Havadan akaryakıt üretmek gerçek mi oldu?

ABD’de ulaşım, sera gazı salımlarının yüzde 28’inden sorumlu. Bunun büyük bir kısmı ise hâlâ akaryakıtlı araçlardan kaynaklanıyor. Elektrikli araçlar (EV) çevreci bir tahlil olarak öne çıksa da, yıllardır süren savunuculuk ve milyarlarca dolarlık yatırıma karşın EV’lerin yaygınlaşması epey sonlu kaldı. Bugün ABD yollarındaki araçların yalnızca yüzde 8’i elektrikli. Dünya genelinde ise bu oran hâlâ yüzde 10’un altında.
Ancak New York merkezli bir teşebbüs, ezber bozan bir tahlille karşımızda: Aircela isimli firma, havadan direkt akaryakıt üretebilen bir makine geliştirdiğini duyurdu. Firma yetkililerine nazaran bu aygıt, büsbütün yenilenebilir güçle çalışıyor ve hava ile sudan akaryakıt üretebiliyor.
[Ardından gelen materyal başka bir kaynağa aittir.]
PR #496, opened 2017-12-10
Fix Basket::removeBasketElement() for non existing products

ZRazor:
I am targeting this branch, because it's a bug fix.

## Changelog

```markdown
### Fixed
- Fixed clearing basket with deleted from db products
```

## Subject

When product exists in user's basket and is removed from db, it is automaticly removed from the basket (when user enters it) but it fails with error `Call to a member function getId() on null` in `removeBasketElement()` function.

`$element->getProduct()` returns null, and `$element->getProduct()->getId()` crashes.

### DIFF
--- a/tests/Component/Basket/BasketTest.php
+++ b/tests/Component/Basket/BasketTest.php
@@ -14,6 +14,7 @@ namespace Sonata\Component\Tests\Basket;
 use PHPUnit\Framework\TestCase;
 use Sonata\Component\Basket\Basket;
 use Sonata\Component\Basket\BasketElement;
+use Sonata\Component\Basket\BasketElementInterface;
 use Sonata\Component\Currency\CurrencyPriceCalculator;
 use Sonata\Component\Delivery\BaseServiceDelivery;
 use Sonata\Component\Product\Pool;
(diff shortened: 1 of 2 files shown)


greg0ire:
> When product exists in user's basket and is removed from db, it is automaticly removed form the basket (when user enters it) but it fails with error Call to a member function getId() on null in removeBasketElement() function.
> $element->getProduct() returns null, and $element->getProduct()->getId() crashes.

Please move this explanation to the commit message.

OskarStark:
Can you please add a testcase?

ZRazor:
@OskarStark, test added.
Checked it without fix - fail with `Call to a member function getId() on null`, with fix - passed.

tests/Component/Basket/BasketTest.php
```diff
@@ -413,6 +413,24 @@ public function testClean()
         $this->assertEquals(1, count($basket->getBasketElements()));
     }
 
+    public function testRemoveElementWithNotExistingProduct()
+    {
+        $basket = $this->getPreparedBasket();
+        $product = $this->getMockProduct();
+
+        $basketElement = $this->createMock('Sonata\Component\Basket\BasketElementInterface');
```
OskarStark: Please use `::class` constant wherever possible ❗️ 

Thank you 🙏

ZRazor: Yep, forgot it. We need a PR to replace these strings in all test files.

OskarStark: > We need a PR to replace these strings in all test files.

should be done through the whole code base and all sonata bundles 😄

greg0ire:
Thanks @ZRazor

PR #502, opened 2017-12-20
Fix ProductAdmin for SonataAdminBundle ^3.29

ZRazor:
I am targeting this branch, because it's a bug fix.

## Changelog

```markdown
### Fixed
- Fixed compatibility with SonataAdminBundle ^3.29
### Deprecated
- Deprecated `ProductAdmin::getProductClass` method
```

## Subject

After sonata-project/SonataAdminBundle#4824 `ProductAdmin::getClass`causes an infinite loop and is not needed anymore. I checked - on 3.29 it resolves different product providers correctly without overriding this method.
`ProductAdmin::getProductClass` method is also not needed anymore, so I deprecated it.

### DIFF
--- a/src/ProductBundle/Admin/ProductAdmin.php
+++ b/src/ProductBundle/Admin/ProductAdmin.php
@@ -61,32 +61,27 @@ class ProductAdmin extends AbstractAdmin
     /**
      * @return string
      */
-    public function getClass()
-    {
-        if ($this->hasSubject()) {
-            return get_class($this->getSubject());
-        } elseif ($class = $this->getProductClass()) {
-            return $class;
-        }
-
-        return parent::getClass();
-    }
-
-    /**
-     * @return string
-     */
     public function getProductType()
     {
         return $this->getRequest()->get('provider');
     }
 
     /**
+     * NEXT_MAJOR: remove this method.
+     *
      * Returns the product class from the provided request.
      *
      * @return string
+     *
+     * @deprecated since 2.2, will be removed in 3.0
      */
     public function getProductClass()
     {
+        @trigger_error(
+            'The '.__METHOD__.' method is deprecated since version 2.2 and will be removed in 3.0.',
+            E_USER_DEPRECATED
+        );
+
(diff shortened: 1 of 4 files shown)


greg0ire:
@Electricmaxx please review

src/ProductBundle/Admin/ProductAdmin.php
```diff
@@ -80,22 +66,6 @@ public function getProductType()
         return $this->getRequest()->get('provider');
     }
 
-    /**
-     * Returns the product class from the provided request.
-     *
-     * @return string
-     */
-    public function getProductClass()
```
jordisala1991: Not sure if we can allow this kind of BC break. Or we can allow it. The other way is just to deprecate the method

ZRazor: Sure, lets deprecate it.

src/ProductBundle/Admin/ProductAdmin.php
```diff
@@ -84,6 +70,8 @@ public function getProductType()
      * Returns the product class from the provided request.
      *
      * @return string
+     *
+     * @deprecated since 2.2, will be removed in 3.0
```
jordisala1991: It is not enough with this, you need also the trigger error

OskarStark: and please add a testcase which expects the deprecation

ZRazor: Done

ZRazor:
@OskarStark I had to bump `symfony/phpunit-bridge` from `^3.3 || ^4.0` to `^3.4 || ^4.0` to fix build on --prefer-lowest

ZRazor:
After we merge this, we should definitely make 2.2 release.

OskarStark:
> @OskarStark I had to bump symfony/phpunit-bridge from ^3.3 || ^4.0 to ^3.4 || ^4.0 to fix build on --prefer-lowest

IMO this is not a problem

PR #507, opened 2017-12-27
Fix php doc, fix types mismatches

ZRazor:
I am targeting this branch, because it's a BC break.

## Changelog

```markdown
### Fixed
- Fixed phpdoc
- Added missing params to `ProductManagerInterface` methods
- Added missing `parent::__construct` call in `BaseBasket`
- Replaced string types with FQCN in `BaseProductProvider`
- Fixed `Transformer/Pool` usage of indefined `methods` property
```

- Didn't touch Api controllers, they need a separate fix.

### DIFF
--- a/src/BasketBundle/DependencyInjection/SonataBasketExtension.php
+++ b/src/BasketBundle/DependencyInjection/SonataBasketExtension.php
@@ -65,8 +65,8 @@ class SonataBasketExtension extends Extension
     }
 
     /**
-     * @param \Symfony\Component\DependencyInjection\ContainerBuilder $container
-     * @param $config
+     * @param ContainerBuilder $container
+     * @param array            $config
      */
     public function registerParameters(ContainerBuilder $container, array $config): void
     {
--- a/src/BasketBundle/Entity/BaseBasketElement.php
+++ b/src/BasketBundle/Entity/BaseBasketElement.php
@@ -19,14 +19,12 @@ use Sonata\Component\Basket\BasketInterface;
 abstract class BaseBasketElement extends BasketElement
 {
     /**
-     * @var \Sonata\Component\Basket\BasketInterface
+     * @var BasketInterface
      */
     protected $basket;
 
     /**
-     * Get basket.
-     *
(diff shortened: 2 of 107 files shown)


jordisala1991:
Can you explain which part is BC break? (it could be useful to isolate it maybe on a separate PR for master)

Another issue is with code comments, @greg0ire is working on comment removal for some bundles, we might need his help or look his PR to understand which comments we want to mantain and which not. The first one that comes to my mind is the inherit doc, he removed all of them from some bundles already.

Good work btw :)

src/BasketBundle/DependencyInjection/SonataBasketExtension.php
```diff
@@ -65,8 +65,8 @@ public function load(array $configs, ContainerBuilder $container): void
     }
 
     /**
-     * @param \Symfony\Component\DependencyInjection\ContainerBuilder $container
-     * @param $config
+     * @param ContainerBuilder $container
+     * @param array            $config
      */
```
greg0ire: Can be removed

src/BasketBundle/Entity/BaseBasketElement.php
```diff
@@ -19,24 +19,20 @@
...
     public function getBasket()
     {
         return $this->basket;
     }
 
     /**
-     * Set basket.
-     *
-     * @param \Sonata\Component\Basket\BasketInterface $basket
+     * @param BasketInterface $basket
```
greg0ire: Can be removed

src/CustomerBundle/Entity/BaseAddress.php
```diff
@@ -233,18 +232,14 @@ public function setFirstname($firstname): void
     }
 
     /**
-     * Get firstname.
-     *
-     * @return string
+     * {@inheritdoc}
```
greg0ire: Can be removed

ZRazor:
I close this one and will make a new one with docs fix only for 2.x and separate fixes for master.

Üstelik ortaya çıkan yakıt, direkt rastgele bir akaryakıtlı araca doldurulabiliyor.
“PROTOTİP DEĞİL, ÇALIŞAN BİR MAKİNE”
Popsci haberine nazaran Aircela’nın kurucu ortağı ve CEO’su Eric Dahlgren, aygıtın New York’ta canlı bir gösterimle tanıtıldığını ve gerçek akaryakıt üretildiğini belirtti. “Biz bir prototip değil, çalışan bir makine yaptık. İnsanların bunun gerçek olduğunu görmesini istiyoruz,” dedi.
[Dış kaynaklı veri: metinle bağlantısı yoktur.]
PR #517, opened 2018-02-12
Fixed dependency on SecurityContextInterface

Xymanek:
I am targeting this branch, because this is aimed at sf 3+.

## Changelog

```markdown
### Fixed
- Fixed missing security.context service error
```

### DIFF
--- a/src/OrderBundle/Block/RecentOrdersBlockService.php
+++ b/src/OrderBundle/Block/RecentOrdersBlockService.php
@@ -48,7 +48,7 @@ class RecentOrdersBlockService extends BaseBlockService
     protected $tokenStorage;
 
     /**
-     * @var Pool
+     * @var Pool|null
      */
     protected $adminPool;
 
@@ -58,7 +58,7 @@ class RecentOrdersBlockService extends BaseBlockService
         OrderManagerInterface $orderManager,
         CustomerManagerInterface $customerManager,
         TokenStorageInterface $tokenStorage,
-        ?Pool $adminPool = null
+        ?Pool $adminPool
     ) {
         $this->orderManager = $orderManager;
         $this->customerManager = $customerManager;
--- a/src/OrderBundle/Block/RecentOrdersBlockService.php
+++ b/src/OrderBundle/Block/RecentOrdersBlockService.php
@@ -24,7 +24,7 @@ use Sonata\CoreBundle\Validator\ErrorElement;
 use Symfony\Bundle\FrameworkBundle\Templating\EngineInterface;
 use Symfony\Component\HttpFoundation\Response;
 use Symfony\Component\OptionsResolver\OptionsResolver;
-use Symfony\Component\Security\Core\SecurityContextInterface;
+use Symfony\Component\Security\Core\Authentication\Token\Storage\TokenStorageInterface;
 
 /**
  * @author Thomas Rabaix <thomas.rabaix@sonata-project.org>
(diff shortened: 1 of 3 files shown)


kunicmarko20:
Please write a changelog directed at end users. Keep in mind that they probably do not care what file or class you changed, but what features you provided / what bugs you fixed. Try to answer the question "What benefit do I get from upgrading?"
More on http://keepachangelog.com

src/OrderBundle/Block/RecentOrdersBlockService.php
```diff
@@ -73,7 +76,7 @@ public function execute(BlockContextInterface $blockContext, Response $response
         $criteria = [];
 
         if ('admin' !== $blockContext->getSetting('mode')) {
-            $orders = $this->orderManager->findForUser($this->securityContext->getToken()->getUser(), ['createdAt' => 'DESC'], $blockContext->getSetting('number'));
+            $orders = $this->orderManager->findForUser($this->tokenStorage->getToken()->getUser(), ['createdAt' => 'DESC'], $blockContext->getSetting('number'));
```
kunicmarko20: Could you break this line, we follow limit of 120 characters

Xymanek: I though about it, but running `php-cs-fixer` didn't change that....

Will fix now

src/OrderBundle/Resources/config/block.xml
```diff
@@ -7,8 +7,8 @@
             <argument type="service" id="templating"/>
             <argument type="service" id="sonata.order.manager"/>
             <argument type="service" id="sonata.customer.manager"/>
-            <argument type="service" id="security.context"/>
-            <argument type="service" id="sonata.admin.pool" on-invalid="ignore"/>
+            <argument type="service" id="security.token_storage"/>
+            <argument type="service" id="sonata.admin.pool" on-invalid="null"/>
```
jordisala1991: why the on-invalid?

Xymanek: No idea, it was there before

jordisala1991:
Can you review this one @greg0ire ? Do we need an upgrade note here?

greg0ire:
> Do we need an upgrade note here?

Yes. If it is major, then an action should be taken by the user after upgrading. This action should be described.

@Xymanek, please avoid "fix" in commit messages. Instead, describe precisely what you did and why you did it. More info in the saved reply below:

Please format your commit message according to our rules : 

- The commit message subject must be less than 50 characters and tell us *what* you did.
- The commit message body should tell us *why* you did it. It is optional but highly recommended.

Bad example :

```
Fixed bug #989 by removing call to defraculate()
```

Good example:

```
Remove call to defraculate()

Calling this function caused a bug because it interferes 
with calls to getSchmeckles().
Fixes #989
```

More details in CONTRIBUTING.md

Xymanek:
> If it is major, then an action should be taken by the user after upgrading

What action? I just used new sf security API instead of old one in an internal class - this should be transparent to users (developers)

greg0ire:
If it's transparent it is not major. But the signature changes, so it is a BC-break, and the action to take is to stop calling that class with the wrong argument if you do, and to change any class that inherits from this one if there are.

Xymanek:
> stop calling that class with the wrong argument if you do, and to change any class that inherits from this one if there are.

You are right, I didn't considered these cases... In that case does it also make sense to remove ` = null` from `$adminPool`?

greg0ire:
I think it does

src/OrderBundle/Block/RecentOrdersBlockService.php
```diff
@@ -43,23 +43,26 @@ class RecentOrdersBlockService extends BaseBlockService
...
-    {
+    protected $adminPool;
+
+    public function __construct(
+        string $name,
+        EngineInterface $templating,
+        OrderManagerInterface $orderManager,
+        CustomerManagerInterface $customerManager,
+        TokenStorageInterface $tokenStorage,
+        ?Pool $adminPool
```
jordisala1991: where is this used?

jordisala1991: oh I see it now

kunicmarko20:
```
return $this->renderPrivateResponse($blockContext->getTemplate(), [
             'context' => $blockContext,
             'settings' => $blockContext->getSettings(),
             'block' => $blockContext->getBlock(),
             'orders' => $orders,
             'admin_pool' => $this->adminPool,
         ], $response);
     }
```

src/OrderBundle/Resources/config/block.xml
jordisala1991: If you remove the null on the construct you need to remove the on-invalid here

kunicmarko20:
The constructor is nullable (?Pool), it just isn't null by default

jordisala1991:
Omg so many errors by me on this one.

Anyway I think that could be removed, it was added here: https://github.com/sonata-project/ecommerce/commit/cc8c1bb8831adb46bc6a483fe6f442d91da2235c

But the admin-bundle is a dependency on this bundle, so I guess the admin pool will be always be there... wdyt?

kunicmarko20:
Makes sense to remove it if we will always have the pool.

Xymanek:
Well it does check if pool is present or not in the template, so dunno...

https://github.com/Xymanek/ecommerce/blob/ef5af32faf5f560e437d3ee3d416f163395588e8/src/OrderBundle/Resources/views/Block/recent_orders.html.twig#L31

https://github.com/Xymanek/ecommerce/blob/ef5af32faf5f560e437d3ee3d416f163395588e8/src/OrderBundle/Resources/views/Block/recent_orders.html.twig#L53

jordisala1991:
Let's not remove the `on-invalid` then for now, it can be done later :P

jordisala1991:
Thank you @Xymanek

Buzdolabı büyüklüğündeki aygıt, “doğrudan hava yakalama” (DAC) teknolojisiyle atmosferdeki karbondioksiti çekiyor ve akabinde bu gazı akaryakıt haline dönüştürüyor. Aygıtın üçgen prizma biçimindeki mavi modüllerinden oluşan gövdesi, yakıt üretiminin farklı evrelerini yönetiyor. Art kısmında ise klasik bir akaryakıt pompası nozulu bulunuyor.
Teorik olarak kullanıcılar bu aygıtı konutlarının dışına kurup otomobillerini her sabah kendi ürettikleri akaryakıtla doldurabilir. Bu da etrafa ziyan vermeden akaryakıtlı araç kullanmaya devam etmenin yolunu açıyor.
GÜNDE YAKLAŞIK 4 LİTRE AKARYAKIT ÜRETEBİLİYOR
Aircela’dan yapılan açıklamaya nazaran aygıt, günde 10 kilogram karbondioksit yakalayarak yaklaşık 4 litre akaryakıt üretebiliyor. Aygıtın yakıt deposu 17 galonluk kapasiteye sahip. Örneğin bir Toyota Tacoma’nın deposu 21 galon. Yani aygıt bir gecede tam dolum yapamıyor. Lakin seri üretimle birlikte bu kapasitenin artırılması hedefleniyor.
Şirket, aygıtı 2025 sonbaharında üretime sokmak istiyor. Gaye kitle ise hem ferdî kullanıcılar hem de akaryakıt istasyonları üzere ticari işletmeler.
ÖLÇEKLENEBİLİR Mİ?
Bu aygıtın en büyük avantajı, küçük boyutları sayesinde süratle yaygınlaştırılabilir olması. CEO Dahlgren, teknolojilerinin ferdî kullanıcılardan konteyner nakliyatına kadar geniş bir kullanım alanına uyarlanabileceğini savunuyor: “Bu, karbon nötr yakıtları mümkün olan en kısa müddette, en fazla bireye ulaştırmanın en süratli yolu.”
Ancak bu vizyonun gerçekleşmesi, yenilenebilir güç kaynaklarının yaygınlaşmasına bağlı. Çünkü aygıtın çalışması için gereken elektrik, şayet doğal gaz üzere fosil kaynaklardan geliyorsa, çevresel yarar önemli oranda azalıyor. ABD’de yenilenebilir güce geçiş süratle artıyor olsa da, mevcut idarenin “drill baby drill” (kaz, çıkar, kullan) siyaseti bu süreci yavaşlatabiliyor.
CEO Dahlgren ise vakit kaybetmeden harekete geçilmesi gerektiğini vurguluyor: “On yıllar bekleyemeyiz. Artık bir şey yapmamız gerekiyor.”